WORKING DATA:
==========
PR #23, opened 2024-09-28
Implement decoding of ANS streams

tirr-c:
Mostly copied from jxl-oxide, and modified to eliminate `unsafe`. (Reading streams can be branchless with unchecked indexing and by transmuting `Bucket` to `u64`.)

### DIFF
--- a/jxl/src/entropy_coding/ans.rs
+++ b/jxl/src/entropy_coding/ans.rs
@@ -2,6 +2,489 @@
 //
 // Use of this source code is governed by a BSD-style
 // license that can be found in the LICENSE file.
+//
+// Originally written for jxl-oxide.
 
-//use crate::bit_reader::BitReader;
-//use crate::error::Error;
+use crate::bit_reader::BitReader;
+use crate::error::{Error, Result};
+
+const LOG_SUM_PROBS: usize = 12;
+const SUM_PROBS: u16 = 1 << LOG_SUM_PROBS;
+
+const RLE_MARKER_SYM: u16 = LOG_SUM_PROBS as u16 + 1;
+
+#[derive(Debug)]
+struct AnsHistogram {
+    buckets: Vec<Bucket>,
+    log_bucket_size: usize,
+    bucket_mask: u32,
+    // For optimizing fast-lossless case.
+    #[allow(unused)]
+    single_symbol: Option<u32>,
+}
+
+// log_alphabet_size <= 8 and log_bucket_size <= 7, so u8 is sufficient for symbols and cutoffs.
+#[derive(Debug, Copy, Clone)]
+#[repr(C)]
+struct Bucket {
+    alias_symbol: u8,
+    alias_cutoff: u8,
+    dist: u16,
+    alias_offset: u16,
+    alias_dist_xor: u16,
+}
+
+impl AnsHistogram {
+    fn decode_dist_two_symbols(br: &mut BitReader, dist: &mut [u16]) -> Result<usize> {
+        let table_size = dist.len();
+
+        let v0 = Self::read_u8(br)? as usize;
+        let v1 = Self::read_u8(br)? as usize;
+        if v0 == v1 {
+            return Err(Error::InvalidAnsHistogram);
+        }
+
+        let alphabet_size = v0.max(v1) + 1;
+        if alphabet_size > table_size {
+            return Err(Error::InvalidAnsHistogram);
+        }
+
+        let prob = br.read(LOG_SUM_PROBS)? as u16;
+        dist[v0] = prob;
+        dist[v1] = SUM_PROBS - prob;
+
+        Ok(alphabet_size)
+    }
+
+    fn decode_dist_single_symbol(br: &mut BitReader, dist: &mut [u16]) -> Result<usize> {
+        let table_size = dist.len();
+
+        let val = Self::read_u8(br)? as usize;
+        let alphabet_size = val + 1;
+        if alphabet_size > table_size {
+            return Err(Error::InvalidAnsHistogram);
+        }
+
+        dist[val] = SUM_PROBS;
+
+        Ok(alphabet_size)
+    }
+
+    fn decode_dist_evenly_distributed(br: &mut BitReader, dist: &mut [u16]) -> Result<usize> {
+        let table_size = dist.len();
+
+        let alphabet_size = Self::read_u8(br)? as usize + 1;
+        if alphabet_size > table_size {
+            return Err(Error::InvalidAnsHistogram);
+        }
+
+        let base = SUM_PROBS as usize / alphabet_size;
+        let remainder = SUM_PROBS as usize % alphabet_size;
+        dist[0..remainder].fill(base as u16 + 1);
+        dist[remainder..alphabet_size].fill(base as u16);
+
+        Ok(alphabet_size)
+    }
+
+    fn decode_dist_complex(br: &mut BitReader, dist: &mut [u16]) -> Result<usize> {
+        let table_size = dist.len();
+
+        let mut len = 0usize;
+        while len < 3 {
+            if br.read(1)? != 0 {
+                len += 1;
+            } else {
+                break;
+            }
+        }
+
+        let shift = (br.read(len)? + (1 << len) - 1) as i16;
+        if shift > 13 {
+            return Err(Error::InvalidAnsHistogram);
+        }
+
+        let alphabet_size = Self::read_u8(br)? as usize + 3;
+        if alphabet_size > table_size {
+            return Err(Error::InvalidAnsHistogram);
+        }
+
+        // TODO(tirr-c): This could be an array of length `SUM_PROB / 4` (4 is from the minimum
+        // value of `repeat_count`). Change if using array is faster.
+        let mut repeat_ranges = Vec::new();
+        let mut omit_data = None;
+        let mut idx = 0;
+        while idx < alphabet_size {
+            dist[idx] = Self::read_prefix(br)?;
+            if dist[idx] == RLE_MARKER_SYM {
+                let repeat_count = Self::read_u8(br)? as usize + 4;
+                if idx + repeat_count > alphabet_size {
+                    return Err(Error::InvalidAnsHistogram);
+                }
+                repeat_ranges.push(idx..(idx + repeat_count));
+                idx += repeat_count;
+                continue;
+            }
+            match &mut omit_data {
+                Some((log, pos)) => {
+                    if dist[idx] > *log {
+                        *log = dist[idx];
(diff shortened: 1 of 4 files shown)


jxl/src/entropy_coding/ans.rs
```diff
@@ -2,6 +2,410 @@
...
+        if shift > 13 {
+            return Err(Error::InvalidAnsHistogram);
+        }
+
+        let alphabet_size = Self::read_u8(br)? as usize + 3;
+        if alphabet_size > table_size {
+            return Err(Error::InvalidAnsHistogram);
+        }
+
+        let mut repeat_ranges = Vec::new();
```
veluca93, line 106: This could be a `[..; MAX_ALPHABET_SIZE]`, instead of a vector, right?
I suspect it wouldn't change much performance wise, but leaving a todo in case it does might be nice.

jxl/src/entropy_coding/ans.rs
```diff
@@ -2,6 +2,410 @@
...
+        let mut omit_data = None;
+        let mut idx = 0;
+        while idx < alphabet_size {
+            dist[idx] = Self::read_prefix(br)?;
+            if dist[idx] == 13 {
```
veluca93, line 111: IIRC this is a RLE marker and equal to MAX_LOG_TABLE_SIZE+1 - might be worth making it into a constant

jxl/src/entropy_coding/ans.rs
```diff
@@ -2,6 +2,410 @@
...
+        Ok(if bitstream.read(1)? != 0 {
+            let n = bitstream.read(3)?;
+            ((1 << n) + bitstream.read(n as usize)?) as u8
+        } else {
+            0
+        })
+    }
+
+    fn read_prefix(br: &mut BitReader) -> Result<u16> {
+        Ok(match br.read(3)? {
```
veluca93, line 310: I assume this is equivalent to the lookup table in libjxl and the spec - any reason not to do just that?

jxl/src/entropy_coding/ans.rs
```diff
@@ -2,6 +2,410 @@
...
+            }
+        } else if br.read(1)? != 0 {
+            // evenly distributed
+            Self::decode_dist_evenly_distributed(br, &mut dist)?
+        } else {
+            // compressed distribution info
+            Self::decode_dist_complex(br, &mut dist)?
+        };
+
+        if let Some(single_sym_idx) = dist.iter().position(|&d| d == 1 << 12) {
```
veluca93, line 216: What do you think of splitting the alias table construction into a separate function?

Also, shouldn't it be table_size instead of 1<<12 here?

jxl/src/entropy_coding/ans.rs
```diff
@@ -2,6 +2,410 @@
...
+            buckets[o].alias_cutoff -= by;
+            buckets[u].alias_symbol = o as u16;
+            buckets[u].alias_offset = buckets[o].alias_cutoff;
+            match buckets[o].alias_cutoff.cmp(&bucket_size) {
+                std::cmp::Ordering::Less => underfull.push(o),
+                std::cmp::Ordering::Equal => {}
+                std::cmp::Ordering::Greater => overfull.push(o),
+            }
+        }
+
```
veluca93, line 267: assert that both undrfull and overfull are empty?

jxl/src/entropy_coding/ans.rs
```diff
@@ -2,6 +2,410 @@
...
+        debug_assert!((5..=8).contains(&log_alpha_size));
+        let table_size = (1u16 << log_alpha_size) as usize;
+        // 4 <= log_bucket_size <= 7
+        let log_bucket_size = 12 - log_alpha_size;
+        let bucket_size = 1u16 << log_bucket_size;
+
+        let mut dist = vec![0u16; table_size];
+        let alphabet_size = if br.read(1)? != 0 {
+            if br.read(1)? != 0 {
+                // binary
```
veluca93, line 202: This comment seems somewhat superfluous :)

jxl/src/entropy_coding/ans.rs
```diff
@@ -2,6 +2,410 @@
...
+                continue;
+            }
+            if *code > 1 {
+                let zeros = (*code - 1) as i16;
+                let bitcount = (shift - ((12 - zeros) >> 1)).clamp(0, zeros);
+                *code = (1 << zeros) + ((br.read(bitcount as usize)? as u16) << (zeros - bitcount));
+            }
+            prev_dist = *code;
+            acc += *code;
+            if acc > (1 << 12) {
```
veluca93, line 174: I'm pretty sure this check should be `acc >= table_size` instead (and similarly above; and below it should be `table_size - acc`), or at least this seems to be what libjxl does...

jxl/src/entropy_coding/ans.rs
```diff
@@ -2,6 +2,410 @@
...
+
+    pub fn read(&self, br: &mut BitReader, ctx: usize, state: &mut u32) -> Result<u32> {
+        self.histograms[ctx].read(br, state)
+    }
+}
 
-//use crate::bit_reader::BitReader;
-//use crate::error::Error;
+#[inline]
+pub fn ans_validate(state: u32) -> Result<()> {
```
veluca93, line 405: It seems better to me to make an `AnsReader` (or similar) newtype around `u32` with a `read` function taking a `AnsCodes` and a `finalize` or similar method to check the final state, wdyt? This has the advantage of making the existence of a `AnsHistogram` type an implementation-detail, in case we ever want to avoid that i.e. for better performance.

jxl/src/entropy_coding/ans.rs
```diff
@@ -2,6 +2,410 @@
...
+    }
+}
+
+#[derive(Debug)]
+pub struct AnsCodes {
+    histograms: Vec<AnsHistogram>,
+}
+
+impl AnsCodes {
+    pub fn decode(num: usize, log_alpha_size: usize, br: &mut BitReader) -> Result<AnsCodes> {
```
veluca93, line 392: Can we add a test that checks that either reading a histogram fails, or the resulting histogram has the appropriate sum?

jxl/src/entropy_coding/ans.rs
```diff
@@ -2,6 +2,410 @@
...
+        if v0 == v1 {
+            return Err(Error::InvalidAnsHistogram);
+        }
+
+        let alphabet_size = v0.max(v1) + 1;
+        if alphabet_size > table_size {
+            return Err(Error::InvalidAnsHistogram);
+        }
+
+        let prob = br.read(12)? as u16;
```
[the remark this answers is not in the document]
tirr-c: Ah yeah, I should have done that...

jxl/src/entropy_coding/ans.rs
tirr-c: This is one of the oldest code in jxl-oxide, and I think I wasn't aware of doing prefix code with lookup tables at that time.

jxl/src/entropy_coding/ans.rs
tirr-c: I think `1 << 12` is correct, because the sum of probability is `1 << 12`.

tirr-c: Uh well, it seems that probabilities sum to `table_size` in libjxl but they sum to `1 << 12` in the spec.

tirr-c: Nevermind, it's a bit confusing that libjxl and jxl-oxide differ slightly... libjxl uses `range = 1 << precision_bits` and probs sum to `range`, where `precision_bits` is always 12 (`ANS_LOG_TAB_SIZE`).

veluca93: Ah, right, the table size is always the same, it's just the alphabet size that changes, I had forgotten that ^^'.
So ignore all the `MAX` from my comments on constant names :P

jxl/src/entropy_coding/ans.rs
tirr-c: Newtype around ANS state sounds great, though I think `AnsHistogram` is already hidden implementation detail (it's a private type in `ans` module).

tirr-c:
I've addressed most of the reviews. I'll add tests tomorrow.

jxl/src/entropy_coding/ans.rs
```diff
@@ -2,6 +2,486 @@
...
+                continue;
+            }
+            if *code > 1 {
+                let zeros = (*code - 1) as i16;
+                let bitcount = (shift - ((LOG_SUM_PROBS as i16 - zeros) >> 1)).clamp(0, zeros);
+                *code = (1 << zeros) + ((br.read(bitcount as usize)? as u16) << (zeros - bitcount));
+            }
+            prev_dist = *code;
+            acc += *code;
+            if acc > SUM_PROBS {
```
veluca93, line 181: Shouldn't this be `>=`? I don't think it is valid to have the omit_pos symbol have a probability of 0...

jxl/src/entropy_coding/ans.rs
```diff
@@ -2,6 +2,486 @@
...
+
+#[derive(Debug)]
+pub struct AnsReader(u32);
+
+impl AnsReader {
+    /// Expected final ANS state.
+    const CHECKSUM: u32 = 0x130000;
+
+    pub fn new_unused() -> Self {
+        Self(0)
```
veluca93, line 414: `Self(Self::CHECKSUM)`?

veluca93 (approved):

jxl/src/entropy_coding/ans.rs
tirr-c: The spec says `D[omit_pos] >= 0`, but yeah, omit symbol having a probability of 0 doesn't make much sense... Is this a spec bug?

veluca93: Interesting, libjxl definitely checks for `D[omit_pos] > 0`: https://github.com/libjxl/libjxl/blob/main/lib/jxl/dec_ans.cc#L178C1-L183C1

@jonsneyers thoughts?

jonsneyers: So this is either a spec bug or libjxl being too strict. If we follow the spec, what happens? Having `D[omit_pos] == 0` is never useful, right? It's just a non-optimal way of writing a distribution.
I think it's best to see it as a spec bug and update the spec to make the libjxl behavior correct.

veluca93: I think I agree with Jon here - let's call this a spec bug, and check for strictly-positive (i.e. `acc >= SUM_PROBS`)

veluca93 (approved):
==========
TASK BRIEF: Only the lines that contain the string "clamp" are to be copied from the records.

RESPONSE:
+                let bitcount = (shift - ((12 - zeros) >> 1)).clamp(0, zeros);
+                let bitcount = (shift - ((LOG_SUM_PROBS as i16 - zeros) >> 1)).clamp(0, zeros);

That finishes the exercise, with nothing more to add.